CORDOBA RECORRIDA POR EL NORTE EN BICICLETA
“El medio de transporte es el viaje”, podría decirse parafraseando a Marshall McLuhan. En ese sentido, un viaje por la Punilla cordobesa cambia totalmente si los viajeros eligen trasladarse en bicicleta. Cada subida, el viento, el clima y la propia resistencia suman una sensación especial a la imponencia del terreno: una crónica sobre tres días, en dos ruedas, por las sierras cordobesas.
› Por Esteban Magnani
“Si es turismo no es aventura”, sentencia provocador Andrés Ruggeri, uno de los fundadores de la agencia AyM Cicloviajes, en un alto del recorrido iniciático del proyecto que nos lleva por tierras cordobesas. Antropólogo y ciclista, es uno de los argentinos que más ha pedaleado por el mundo: conoce prácticamente cada subida de América latina y en el año 2008 dio la vuelta en mundo en una bicicleta tándem junto a su compañera. Su socio en este proyecto, el sociólogo Martín Cáneva, también tiene su historia: es uno de los fundadores de la Asociación de Ciclistas Urbanos (ACU), una de las ONG que más ha hecho por difundir el ciclismo en la ciudad de Buenos Aires.

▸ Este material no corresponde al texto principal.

PR #1969, opened 2016-01-12
2016 01 16 thentos buildout

libscott:
Hi, could someone give me a hand to test/finish the buildout script for thentos?

It should be nearly ready just one or two tweaks :)

Please come grab me. Cheers,

Scott

### DIFF
--- a/src/adhocracy_core/thentos.cfg
+++ b/src/adhocracy_core/thentos.cfg
@@ -7,9 +7,9 @@ parts +=
 [thentos_download]
 # Download and extract thentos binary tarball
 recipe = hexagonit.recipe.download
-url = TODO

Entre ambos decidieron compartir conocimiento y experiencia en un emprendimiento de aventura en bicicleta que permitiera a aficionados del ciclismo (algunos sin antecedentes en montaña, como este cronista) combinar dos grandes placeres: la bici y la naturaleza. La travesía elegida va desde La Falda a Tanti por caminos internos y muy poco transitados, pasando por los Gigantes. La distancia total fue de 150 kilómetros según los mapas, y algo más según los odómetros de las bicicletas.
DIA UNO El recorrido comenzó en La Falda luego de una noche en micro. Las bicicletas, previamente chequeadas por Martín para disminuir las paradas técnicas todo lo posible, ya esperaban a los viajeros para dar inicio al recorrido. Luego de un desayuno y los últimos ajustes, comenzó el pedaleo bajo un sol inesperadamente brillante y una temperatura inmejorable. El primer tramo llegaba hasta la cascada de Olaén, a unos 20 kilómetros de La Falda. La primera subida, apenas salidos de La Falda, sirvió para empezar a calentar los motores y no faltó el desprevenido que preguntara cuántos kilómetros de asfalto habría en el recorrido: de los más de 150, solo los dos del comienzo, según podría comprobarse más tarde.

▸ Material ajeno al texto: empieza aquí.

PR #1974, opened 2016-01-13
update text and fix typos

MagdaN:


src/mercator/mercator/static/i18n/mercator_en.json
```diff
@@ -189,6 +189,13 @@
...
-    "TR__USERS_PROPOSALS": "{name}'s proposals"
+    "TR__TWITTER": "Twitter",
+    "TR__USERS_PROPOSALS": "{name}'s proposals",
+    "TR__MERCATOR_FIRSTNAME": "First name",
+    "TR__MERCATOR_LASTNAME": "Last name",
+    "TR__MERCATOR_16_OTHER": "Other",
+    "TR__MERCATOR_16_WEBSITE": "Website",
+    "TR__MERCATOR_16_COUNTRY": "Country",
+    "TR__MERCATOR_16_ONLINE": "Online",
+    "TR__MERCATOR_16_NEWSLETTER": "Newsletter"
```
xi: you should use the extract_messages script instead of manually appending fields. This way the correct order is preserved.

xi: Also: I would prefere `TR__MERCATOR_2016_...`

MagdaN: Is the usage of the extract_message script documented somewhere?

xi:
merged and pushed the changes to transifex

PR #1979, opened 2016-01-14
Change audio captcha content type to make chromium/chrome happy.

### LINKED ISSUE #1977: html5 audio in chrome / chromium
`<audio src="...>` does not play; the control behaves like the audio is invalid.  firefox works fine.

Observed in the registration widget with captchas enabled.  Follow #1950 on how to reproduce this.  

@MagdaN: should I add any more details here, or can you work with this?

fisx:
Fixes #1977


fisx:
Thanks @fhartwig!

MagdaN:
Audio captcha is playing in chrome

PR #1980, opened 2016-01-16
extract frontend stats

xi:
After reading an article about the [Evolution of the Firefox Codebase](http://almossawi.com/firefox/) I spent some of my free time analysing the adhocracy3 frontend. Some time ago I had already created a script called `deps2dot` that extracts the graph of angular module dependencies from our code. This pull requests extends that script to provide more output options.

-  `--matrix`: Output dependency matrix as PBM. If you want to only include direct dependencies, use the `--direct` switch.

     

   Note that the order of modules has a huge impact on the outcome of this. I have experimented a bit, but I am not yet sure which order should be used.

-  `--stats`: Output some general stats
   -   Total number of modules.
   -   A categorization of modules into "core", "shared", "peripheral", and "control"
   -   Propagation cost
   -   Maximum rank

-  `--dump`: Dump data as JSON. Can later be loaded using the `-i` option.

In addition to extending the script, I collected data from different states of our git history and produced these graphs (note that the 2nd and 3rd graphs only cover the last 3 month because our import structure has changed at that time and deps2dot does not work on older code):

Get the [raw data](https://github.com/liqd/adhocracy3/files/92942/stats.txt) as csv.

## size

size_2014-11_2016-01

Both LOC and total number of modules have grown significantly in the last year. However, the number of modules is growing faster, which means smaller modules on average.

## modules

A module is categorized by the number of modules it depends on (fan-in) and the number of module that depend on it (fan-out).

fan-in | fan-out | category
--------|----------|---------------
high | high | core
high | low | control
low | hight | shared
low | low | peripheral

High/low means above/below average.

modules_2015-09_2016-01

We have next to no core modules (which is good!) and the biggest increase is in control modules. This is expected because we recently mainly added high level stuff like new workbenches. But this also shows that our abstractions actually work because we do not need to add core/shared modules all the time.

## general metrics

metrics_2015-09_2016-01

Code size, propagation cost and maxiumum rank have grown about the same in the past 3 month. Note however that this is a very small dataset (e.g. maximum rank changes from 11 to 12).

### DIFF
--- a/src/adhocracy_frontend/adhocracy_frontend/scripts/deps2dot.py
+++ b/src/adhocracy_frontend/adhocracy_frontend/scripts/deps2dot.py
@@ -261,7 +261,7 @@ def main():
         print('digraph adhocracy_frontend {')
         print('  graph [splines=ortho];')
 
-        for rank in range(args.min_rank, args.max_rank):
+        for rank in range(args.min_rank, args.max_rank + 1):
             print('  subgraph rank%i {' % rank)
             print('    rank = same;')
             for path, module in modules.items():
--- a/src/adhocracy_frontend/adhocracy_frontend/scripts/deps2dot.py
+++ b/src/adhocracy_frontend/adhocracy_frontend/scripts/deps2dot.py
@@ -55,13 +55,16 @@ def get_modules():
 
 def add_counts(modules):
     """Add import_count/export_count to an existing dict of modules."""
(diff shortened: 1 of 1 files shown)


joka:
interesting. 
All those commits are not helpfull, you could squash them to one. 
Also the code does not follow pep8, @xi can you fix this?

Todo hacía pensar en un paseo tranquilo: sol, paisajes en calma, nada de tránsito y un ripio bastante amable con poco “serrucho” y arena. En el desvío hacia la cascada de Olaén comenzó la primera bajada importante del viaje, que sumada al viento de cola permitió a los ciclistas experimentar las bondades del descenso, aunque con la conciencia de que luego habría que volver a subirlas. Faltando un puñado de kilómetros, la pendiente se hizo aún más pronunciada, con piedras sueltas y algunos amontonamientos de arena que permitieron los primeros resbalones, aunque ninguna caída. Finalmente, se llegó a la capilla Santa Bárbara, construida a mediados del siglo XVIII cerca del casco de la estancia de La Pampa de Olaén, actualmente en ruinas. Un poco más allá se encuentra un recóndito ojo de agua, la cascada de Olaén, de un verde sorprendente. Para llegar hasta el agua hay que descender a pie unos 15 minutos. Al volver hasta las bicicletas llegaría la primera prueba de fuego: los seis kilómetros de bajada anteriores ahora serían de subida, con suelo bastante suelto y viento en contra. Los ciclistas subieron, cada uno a su ritmo, hasta el cruce donde los esperaba un merecido almuerzo acercado por la camioneta de apoyo. Para muchos había sido la subida iniciática, para ninguno la última.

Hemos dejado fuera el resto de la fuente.